═════ The data ═════

PR #605, opened 2025-02-14
test(ECO-2835): Test leaderboard exit status

CRBl69:
# Description

This PR adds E2E tests to test `exited` and `last_exit_0` fields for the arena leaderboard history.

### DIFF
--- a/src/typescript/sdk/tests/e2e/arena/general/arena.test.ts
+++ b/src/typescript/sdk/tests/e2e/arena/general/arena.test.ts
@@ -393,14 +393,14 @@ describe("ensures leaderboard history is working", () => {
 
     expect(user1LeaderboardData.exited).toEqual(true);
     expect(user1LeaderboardData.lastExit0).toEqual(true);
-    expect(Number(leaderboard![0].profits) / Number(leaderboard![0].losses)).toBeGreaterThan(1);
+    expect(Number(user1LeaderboardData.profits) / Number(user1LeaderboardData.losses)).toBeGreaterThan(1);
 
     expect(user2LeaderboardData.exited).toEqual(true);
     expect(user2LeaderboardData.lastExit0).toEqual(false);
 
     expect(user3LeaderboardData.exited).toEqual(false);
     expect(user3LeaderboardData.lastExit0).toBeNull();
-    expect(Number(leaderboard![2].profits) / Number(leaderboard![2].losses)).toBeLessThan(1);
+    expect(Number(user3LeaderboardData.profits) / Number(user3LeaderboardData.losses)).toBeLessThan(1);
   }, 15000);
 
   it("verifies the data during a melee with no activity", async () => {
--- a/src/typescript/sdk/tests/e2e/arena/general/arena.test.ts
+++ b/src/typescript/sdk/tests/e2e/arena/general/arena.test.ts
@@ -496,4 +496,88 @@ describe("ensures leaderboard history is working", () => {
     expect(leaderboard3.exited).toEqual(false);
     expect(leaderboard3.lastExit0).toBeNull();
   }, 15000);
+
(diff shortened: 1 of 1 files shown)


xbtmatt (commented):
Yo, thought this was ready so I accidentally rebased it for you to try to merge it.

Only things I changed were using the helper function (`enterHelper`) and changing `let` to `const`; should be in the commit.

It's still failing and there's a console.log in there, so I imagine you were still in the process of working on it, I'll let you continue on it

xbtmatt (changes requested):
I didn't realize that each test in the leaderboard `describe` block is using the same accounts. This makes it unclear whether the tests would still succeed if run in isolation, since they may be sharing state across tests. They look independent because `account1` `account2` and `account3` are redeclared several times, but they're all using the same accounts (`420`, `421`, `422`), where they have existing leaderboard history after the first test.

Since each test waits for the previous one to complete, the further down you go, the more the state is "contaminated" at the start of the test. Each test should create and use its own fresh accounts with no prior history in the database. This ensures there's no shared state or implicit assumptions, making them fully independent, focused on a single behavior, and able to run in isolation

Relying on previous state from another test substantially increases the risk of getting a false positive and makes failures difficult to debug and understand

When it comes to some of our other tests, it isn't as important to ensure completely isolated state between tests, because we're mostly just testing the behavior of serializing, deserializing and inserting state we get from on-chain.

The leaderboard, however, has its own state that we are creating from our own application/business logic, so it's really important to completely isolate each test, since there's nothing on-chain that's *requiring* us to adhere to certain logic. The tests here should essentially act as sanity checks on the expected final state for our business logic, not just that we can properly serialize/deserialize/fetch data from the database

For example, imagine the first test in the `describe` block adds a user to the leaderboard, which masks a flaw in the database insertion logic in some edge case that a test 5 tests down is supposed to be testing. It would then report a false positive and hide the actual issue

It’s possible these tests aren’t actually relying on each other that much, but we need to be sure for them to be meaningful tests. The safest approach is to refactor them to be completely independent so we can eliminate any unintended dependencies. It will add quite a bit of boilerplate and look like you're repeating yourself over and over, but it will make the tests much more thorough, resilient, and meaningful. I can also help you rewrite some of them!

src/typescript/sdk/tests/e2e/arena/general/arena.test.ts
```diff
@@ -496,4 +496,65 @@ describe("ensures leaderboard history is working", () => {
...
+      .select("*")
+      .eq("melee_id", melee.view.meleeID.toString())
+      .then((r) => r.data)
+      .then((r) => (r === null ? null : r.map(toArenaLeaderboardHistoryModel)));
+
+    expect(leaderboard).not.toBeNull();
+    expect(leaderboard).toHaveLength(2);
+
+    let leaderboard1 = leaderboard!.find((l) => l.user.startsWith("0x420"))!;
+    let leaderboard2 = leaderboard!.find((l) => l.user.startsWith("0x421"))!;
```
xbtmatt, line 525: `leaderboard1` and `leaderboard2` makes it sound like two different leaderboards, not two rows in the leaderboard for different users

Let's rename them to make it clear:

```typescript
    let user1LeaderboardData = leaderboard!.find((l) => l.user.startsWith("0x420"))!;
    let user2LeaderboardData = leaderboard!.find((l) => l.user.startsWith("0x421"))!;
```

(and everywhere else they're used)

xbtmatt (commented):
Aside from the accounts and minor other stuff, this is a really great way to write a test. 😄 

It very explicitly tests a single behavior, describes what it's testing in the test name, and is generally really easy to follow and understand

Once #651 is fixed, just change the `leaderboardX` variable names and add the not `undefined` checks and this is good to go

xbtmatt (approved):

═════

Assignment >> Show all of the lines above in which "working" is present.

Task solution >>
@@ -393,14 +393,14 @@ describe("ensures leaderboard history is working", () => {
@@ -496,4 +496,88 @@ describe("ensures leaderboard history is working", () => {
It's still failing and there's a console.log in there, so I imagine you were still in the process of working on it, I'll let you continue on it
@@ -496,4 +496,65 @@ describe("ensures leaderboard history is working", () => {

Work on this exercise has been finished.